**Work to complete**:
The answer must be an exact reproduction of the lines from the start of the records below through the line containing "onion version or", and nothing more.

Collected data
[Start of section]

PR #2007, opened 2020-08-01
Replace Alt-Svc with Onion-Location header

dawidpotocki:
Onion-Location is a preferred way by Tor Project to indicate an
available onion service. It allows users to make Tor Browser always use
onion version or to keep using clearnet in a seamless way.

https://community.torproject.org/onion-services/advanced/onion-location/

---

Example sites:
* https://torproject.org
* https://dawidpotocki.com

### DIFF
--- a/nginx/010-headers.conf
+++ b/nginx/010-headers.conf
@@ -4,7 +4,7 @@ add_header X-Content-Type-Options nosniff always;
 add_header Content-Security-Policy "default-src 'none'; script-src 'self' https://stats.privacytools.io; style-src 'self'; img-src 'self' data: https://*.privacytools.io; object-src 'none'; frame-src https://stats.privacytools.io; font-src 'self'; base-uri 'none'; form-action 'self' https://search.privacytools.io; frame-ancestors 'none'; manifest-src 'self';" always;
 add_header 'Access-Control-Allow-Origin' '*';
 add_header Strict-Transport-Security "max-age=31557600; includeSubDomains; preload";
-add_header Alt-Svc 'h2="privacy2zbidut4m4jyj3ksdqidzkw3uoip2vhvhbvwxbqux5xy5obyd.onion:443"; ma=86400; persist=1';
+add_header Onion-Location http://privacy2zbidut4m4jyj3ksdqidzkw3uoip2vhvhbvwxbqux5xy5obyd.onion$request_uri always;
 add_header Expect-CT 'max-age=86400, enforce';
 add_header Referrer-Policy "strict-origin";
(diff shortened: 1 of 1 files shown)


nginx/010-headers.conf
```diff
@@ -4,7 +4,7 @@ add_header X-Content-Type-Options nosniff always;
 add_header Content-Security-Policy "default-src 'none'; script-src 'self' https://stats.privacytools.io; style-src 'self'; img-src 'self' data: https://*.privacytools.io; object-src 'none'; frame-src https://stats.privacytools.io; font-src 'self'; base-uri 'none'; form-action 'self' https://search.privacytools.io; frame-ancestors 'none'; manifest-src 'self';" always;
 add_header 'Access-Control-Allow-Origin' '*';
 add_header Strict-Transport-Security "max-age=31557600; includeSubDomains; preload";
-add_header Alt-Svc 'h2="privacy2zbidut4m4jyj3ksdqidzkw3uoip2vhvhbvwxbqux5xy5obyd.onion:443"; ma=86400; persist=1';
+add_header Onion-Location http://privacy2zbidut4m4jyj3ksdqidzkw3uoip2vhvhbvwxbqux5xy5obyd.onion$request_uri always;
```
Mikaela, line 7: https://community.torproject.org/onion-services/advanced/onion-location/#nginx doesn't seem to have the ` always` part?

dawidpotocki: > https://community.torproject.org/onion-services/advanced/onion-location/#nginx doesn't seem to have the ` always` part?

Yes you are right, it doesn't have `always`.
WONTFIX 🙃

jonaharagon:
Are we sure Onion-Location replaces alt-svc entirely? It seems like they serve different purposes to me, so it probably makes more sense to serve both.

Mikaela:
Is Alt-Svc documented anywhere to show it's supported at all? Did it have a spec?

Personally I did leave it present in the only place I used it

jonaharagon:
> Did it have a spec?

It isn't a _Tor_ specification, `alt-svc` is an established header that has been used for many different purposes in the past. (Silent HTTPS upgrades, SPDY support, and now this). Its specification was [RFC 7838](https://tools.ietf.org/html/rfc7838).

Support for it with .onion addresses was added to Tor Browser in Sept 2018.

Mikaela:
:+1: I was thinking of a Tor specification like the [100-onion-location-header.txt](https://gitweb.torproject.org/tor-browser-spec.git/tree/proposals/100-onion-location-header.txt) via the original link, which to be honest appears to be a proposal rather than actual accepted spec, but I guess it's wide adoption means it's becoming one soon.

dawidpotocki:
> Are we sure Onion-Location replaces alt-svc entirely? It seems like they serve different purposes to me, so it probably makes more sense to serve both.

Well, Alt-Svc kind of removes the option to keep using clearnet… no?

PR #2011, opened 2020-08-04
Hated one Video, Tor vs VPN

dngray:


jonaharagon (changes requested):
bad thumbnail, bad layout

[End of section]

**Written response**:
PR #2007, opened 2020-08-01
Replace Alt-Svc with Onion-Location header

dawidpotocki:
Onion-Location is a preferred way by Tor Project to indicate an
available onion service. It allows users to make Tor Browser always use
onion version or to keep using clearnet in a seamless way.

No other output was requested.